§ Records for processing:
+ + + +
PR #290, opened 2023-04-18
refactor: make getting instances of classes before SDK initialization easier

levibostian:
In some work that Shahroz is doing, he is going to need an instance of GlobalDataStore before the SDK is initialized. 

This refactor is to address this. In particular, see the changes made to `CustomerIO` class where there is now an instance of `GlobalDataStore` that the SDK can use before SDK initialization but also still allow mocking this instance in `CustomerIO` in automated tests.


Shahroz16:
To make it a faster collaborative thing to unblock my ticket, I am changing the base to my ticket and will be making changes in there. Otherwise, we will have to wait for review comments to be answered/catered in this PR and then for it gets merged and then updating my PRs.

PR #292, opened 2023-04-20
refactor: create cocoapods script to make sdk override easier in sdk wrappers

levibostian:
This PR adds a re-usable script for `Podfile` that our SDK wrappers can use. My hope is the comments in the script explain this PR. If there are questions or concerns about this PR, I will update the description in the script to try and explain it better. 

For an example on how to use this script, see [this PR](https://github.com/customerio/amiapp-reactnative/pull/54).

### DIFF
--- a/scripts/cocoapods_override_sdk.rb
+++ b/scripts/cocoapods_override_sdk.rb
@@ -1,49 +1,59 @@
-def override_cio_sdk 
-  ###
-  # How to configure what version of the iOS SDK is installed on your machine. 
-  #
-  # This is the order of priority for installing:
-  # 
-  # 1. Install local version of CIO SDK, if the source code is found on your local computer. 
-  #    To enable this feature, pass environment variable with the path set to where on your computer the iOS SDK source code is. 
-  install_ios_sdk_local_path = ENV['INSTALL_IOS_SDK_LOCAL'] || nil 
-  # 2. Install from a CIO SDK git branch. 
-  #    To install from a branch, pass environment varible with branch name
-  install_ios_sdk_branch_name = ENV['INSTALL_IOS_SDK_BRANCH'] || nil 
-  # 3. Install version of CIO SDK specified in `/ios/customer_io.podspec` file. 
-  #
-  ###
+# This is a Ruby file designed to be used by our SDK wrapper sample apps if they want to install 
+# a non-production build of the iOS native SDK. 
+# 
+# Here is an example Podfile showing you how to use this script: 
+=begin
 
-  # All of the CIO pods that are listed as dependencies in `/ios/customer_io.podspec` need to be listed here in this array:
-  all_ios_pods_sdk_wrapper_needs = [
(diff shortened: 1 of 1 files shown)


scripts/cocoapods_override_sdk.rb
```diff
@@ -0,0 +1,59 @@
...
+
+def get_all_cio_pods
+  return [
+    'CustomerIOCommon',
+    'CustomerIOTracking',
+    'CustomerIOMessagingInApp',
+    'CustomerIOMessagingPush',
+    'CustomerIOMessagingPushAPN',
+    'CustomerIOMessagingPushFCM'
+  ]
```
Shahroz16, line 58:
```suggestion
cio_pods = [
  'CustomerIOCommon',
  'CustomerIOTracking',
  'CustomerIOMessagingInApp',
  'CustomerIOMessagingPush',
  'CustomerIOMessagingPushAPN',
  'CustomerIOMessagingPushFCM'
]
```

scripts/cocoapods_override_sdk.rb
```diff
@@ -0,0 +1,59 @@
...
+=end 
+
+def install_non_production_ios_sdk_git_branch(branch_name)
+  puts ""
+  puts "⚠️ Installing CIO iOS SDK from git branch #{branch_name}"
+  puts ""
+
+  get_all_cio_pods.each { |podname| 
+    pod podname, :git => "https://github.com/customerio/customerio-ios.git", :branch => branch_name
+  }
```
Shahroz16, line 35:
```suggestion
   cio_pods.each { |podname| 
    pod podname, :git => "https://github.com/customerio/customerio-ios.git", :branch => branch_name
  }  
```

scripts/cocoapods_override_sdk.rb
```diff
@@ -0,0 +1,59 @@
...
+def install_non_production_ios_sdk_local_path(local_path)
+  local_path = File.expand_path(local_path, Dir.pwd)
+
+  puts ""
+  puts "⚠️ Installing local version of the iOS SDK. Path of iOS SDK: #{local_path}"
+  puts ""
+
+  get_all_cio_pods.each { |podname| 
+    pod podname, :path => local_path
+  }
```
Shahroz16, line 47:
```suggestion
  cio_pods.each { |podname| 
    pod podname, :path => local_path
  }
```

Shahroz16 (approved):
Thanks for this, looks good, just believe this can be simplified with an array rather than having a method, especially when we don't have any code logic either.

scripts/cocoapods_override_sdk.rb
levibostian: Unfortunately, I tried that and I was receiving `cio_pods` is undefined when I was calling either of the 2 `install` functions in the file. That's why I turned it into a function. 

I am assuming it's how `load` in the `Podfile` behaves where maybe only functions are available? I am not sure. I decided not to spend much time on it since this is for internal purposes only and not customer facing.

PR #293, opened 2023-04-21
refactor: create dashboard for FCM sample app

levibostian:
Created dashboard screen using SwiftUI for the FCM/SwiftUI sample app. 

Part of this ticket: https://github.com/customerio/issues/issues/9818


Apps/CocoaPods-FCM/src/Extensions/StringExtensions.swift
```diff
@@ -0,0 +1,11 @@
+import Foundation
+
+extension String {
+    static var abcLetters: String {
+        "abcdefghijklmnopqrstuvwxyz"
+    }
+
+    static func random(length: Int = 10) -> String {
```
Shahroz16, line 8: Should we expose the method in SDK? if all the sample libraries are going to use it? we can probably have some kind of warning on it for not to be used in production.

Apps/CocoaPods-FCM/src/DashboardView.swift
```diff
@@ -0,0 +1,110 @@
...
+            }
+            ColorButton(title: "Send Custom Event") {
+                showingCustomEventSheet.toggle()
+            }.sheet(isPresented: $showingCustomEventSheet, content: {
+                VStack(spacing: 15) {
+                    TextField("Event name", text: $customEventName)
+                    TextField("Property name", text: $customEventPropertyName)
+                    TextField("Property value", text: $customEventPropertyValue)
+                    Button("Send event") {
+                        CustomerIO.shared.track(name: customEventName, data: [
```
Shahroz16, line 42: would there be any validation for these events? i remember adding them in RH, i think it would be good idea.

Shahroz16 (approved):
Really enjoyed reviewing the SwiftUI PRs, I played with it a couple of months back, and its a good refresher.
+ + + +
§ Work request: Please say how many lines of the material above include "source", giving that number and no other words.

§ Result of this exercise: 2